Issue #1187, opened 2020-07-01
English profanity filter includes some strange entries


PiDelport:
While implementing #1186, I noticed that the English profanity filter includes a couple of strange entries:

* `ethical\W+slut` – A reference to the [_The Ethical Slut_](https://en.wikipedia.org/wiki/The_Ethical_Slut)? The book is a non-pornographic book about polyamory and relationship ethics, so I'm puzzled why this specific entry exists: `slut` is separately included, so there should be no reason to additionally censor "ethical" here. Remove?
* `queaf` – A misspelling of "queef"? There's no corresponding entry for "queef", so I'm guessing this should either be corrected to "queef", or be kept in addition to "queef"?
* `snowballing` – This is uncommon slang for a sexual act, but it's also a benign and common word that can legitimately be used in Go discussion, such as talking about a move, joseki, or position snowballing in some way. I think it could be removed from the list?
* `women\W+rapping` – I have no idea why this is included: I can't find any profane definition of it, and I don't think discussion of actual women rapping is profane. Remove?

benjaminpjones:
You don't find women rapping offensive??

anoek:
I have no objections to any of these changes FWIW. I imagine rapping was added because if you removing one p you have raping, but yeah I don't think we have a problem in our community with that, and I could also see folks talking about women rappers while having no intention of bring up rape.

PiDelport:
(@benjaminpjones: Is that humour, or a sincere question?)

PiDelport:
@anoek: Ah, I hadn't considered that.

It still seems hard to explain, though, since there are no rape-related entries otherwise, except for the phrase "date rape" specifically?

Anyhow, thanks for the feedback! I'll make a PR with these changes.

benjaminpjones:
@PiDelport Sorry I really need to work on my internet writing style. I just thought that entry was particularly funny 😆

PiDelport:
(@benjaminpjones: No worries! 😄️ I read it as humour, first, but then it occured to me later that some people might actually sincerely have a problem with it, somehow.)

PiDelport:
I spotted one more entry that probably needs tweaking:

* `girl\W+on(\W+top)?` → `girl\W+on\W+top`

This avoids generically matching "girl on" which has many benign uses that would probably puzzle people to be filtered.

BHydden:
[Poe's Law](https://en.wikipedia.org/wiki/Poe%27s_law)

[...]

PR #1252, opened 2020-10-29
Update English profanity_regex

PiDelport:
This implements the changes discussed in issue #1187.


PiDelport:
@anoek: Ah, good catch, sorry!

Should I squash the two commits, for tidiness?

anoek:
Nah we're good, thanks for the patch!

PR #1253, opened 2020-10-31
fix syntax error in profanity filter

RubyMineshaft:
There was an unmatched ")" in English profanity filter causing the entire regex to be spit into the console. 

Screen Shot 2020-10-31 at 4 05 17 PM


BHydden:
Great catch RM ❤

anoek:
Thanks for the fix RM, I obviously clicked merge without actually testing that one ;)

PR #1255, opened 2020-10-31
Take into account that white goes first in japanese handicap games

GreenAsJade:
Fixes the problem that the moderator game timings table had black and white reversed in Japanese handicap games


anoek:
Awesome thanks :)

--

## TASK STATEMENT
Every line of the listing should be reproduced exactly.

## SOLUTION TO THIS PROBLEM
Issue #1187, opened 2020-07-01
English profanity filter includes some strange entries


PiDelport:
While implementing #1186, I noticed that the English profanity filter includes a couple of strange entries:

* `ethical\W+slut` – A reference to the [_The Ethical Slut_](https://en.wikipedia.org/wiki/The_Ethical_Slut)? The book is a non-pornographic book about polyamory and relationship ethics, so I'm puzzled why this specific entry exists: `slut` is separately included, so there should be no reason to additionally censor "ethical" here. Remove?
* `queaf` – A misspelling of "queef"? There's no corresponding entry for "queef", so I'm guessing this should either be corrected to "queef", or be kept in addition to "queef"?
* `snowballing` – This is uncommon slang for a sexual act, but it's also a benign and common word that can legitimately be used in Go discussion, such as talking about a move, joseki, or position snowballing in some way. I think it could be removed from the list?
* `women\W+rapping` – I have no idea why this is included: I can't find any profane definition of it, and I don't think discussion of actual women rapping is profane. Remove?

benjaminpjones:
You don't find women rapping offensive??

anoek:
I have no objections to any of these changes FWIW. I imagine rapping was added because if you removing one p you have raping, but yeah I don't think we have a problem in our community with that, and I could also see folks talking about women rappers while having no intention of bring up rape.

PiDelport:
(@benjaminpjones: Is that humour, or a sincere question?)

PiDelport:
@anoek: Ah, I hadn't considered that.

It still seems hard to explain, though, since there are no rape-related entries otherwise, except for the phrase "date rape" specifically?

Anyhow, thanks for the feedback! I'll make a PR with these changes.

benjaminpjones:
@PiDelport Sorry I really need to work on my internet writing style. I just thought that entry was particularly funny 😆

PiDelport:
(@benjaminpjones: No worries! 😄️ I read it as humour, first, but then it occured to me later that some people might actually sincerely have a problem with it, somehow.)

PiDelport:
I spotted one more entry that probably needs tweaking:

* `girl\W+on(\W+top)?` → `girl\W+on\W+top`

This avoids generically matching "girl on" which has many benign uses that would probably puzzle people to be filtered.

BHydden:
[Poe's Law](https://en.wikipedia.org/wiki/Poe%27s_law)

[...]

PR #1252, opened 2020-10-29
Update English profanity_regex

PiDelport:
This implements the changes discussed in issue #1187.


PiDelport:
@anoek: Ah, good catch, sorry!

Should I squash the two commits, for tidiness?

anoek:
Nah we're good, thanks for the patch!

PR #1253, opened 2020-10-31
fix syntax error in profanity filter

RubyMineshaft:
There was an unmatched ")" in English profanity filter causing the entire regex to be spit into the console. 

Screen Shot 2020-10-31 at 4 05 17 PM


BHydden:
Great catch RM ❤

anoek:
Thanks for the fix RM, I obviously clicked merge without actually testing that one ;)

PR #1255, opened 2020-10-31
Take into account that white goes first in japanese handicap games

GreenAsJade:
Fixes the problem that the moderator game timings table had black and white reversed in Japanese handicap games


anoek:
Awesome thanks :)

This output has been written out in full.